• **What you have to do**
From the entries that follow, extract each line holding the string "logs".

• **Data in this exercise**
BEGIN
PR #168, opened 2024-09-23
Update deps and examples

mickel8:
This PR:
* update deps in ex_webrtc and example apps
* handles :EXIT message from PeerConnection - Bandit seems to trap exits so when our PeerConnection goes down, it won't bring PeerHandler process down. In most cases, PeerHandler is terminated anyway as WS closes on the other hand but...
* fixed two obsoleted functions from JB


examples/save_to_file/lib/save_to_file/peer_handler.ex
```diff
@@ -83,13 +83,21 @@ defmodule SaveToFile.PeerHandler do
       :video -> state.video_buffer
       :audio -> state.audio_buffer
     end
-    |> JitterBuffer.handle_timer()
+    |> JitterBuffer.handle_timeout()
```
sgfn, line 86: oops, sorry bout that

sgfn (approved):

PR #170, opened 2024-10-08
Fix rtcp for no track

roznawsk:
It may happen, that after `removing_track`, we still receive PLI for that track, which has been already removed from the transceiver.

Below are logs from the fishjam media server

[pli-fail-logs.txt](https://github.com/user-attachments/files/17290362/pli-fail-logs.txt)

### DIFF
--- a/lib/ex_webrtc/peer_connection.ex
+++ b/lib/ex_webrtc/peer_connection.ex
@@ -2087,6 +2087,9 @@ defmodule ExWebRTC.PeerConnection do
       nil ->
         {nil, state}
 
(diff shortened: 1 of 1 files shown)


mickel8 (commented):
We should probably do the same for all other `handle_rtcp_packet` clauses :thinking:

roznawsk:
I added it in the other case, where we handle rtcp on an outbound track. Let me know if you think the issue can appear also on the inbound tracks.

mickel8:
Thanks!

mickel8:
Released as 0.6.1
END
• **Task answer**
Below are logs from the fishjam media server
[pli-fail-logs.txt](https://github.com/user-attachments/files/17290362/pli-fail-logs.txt)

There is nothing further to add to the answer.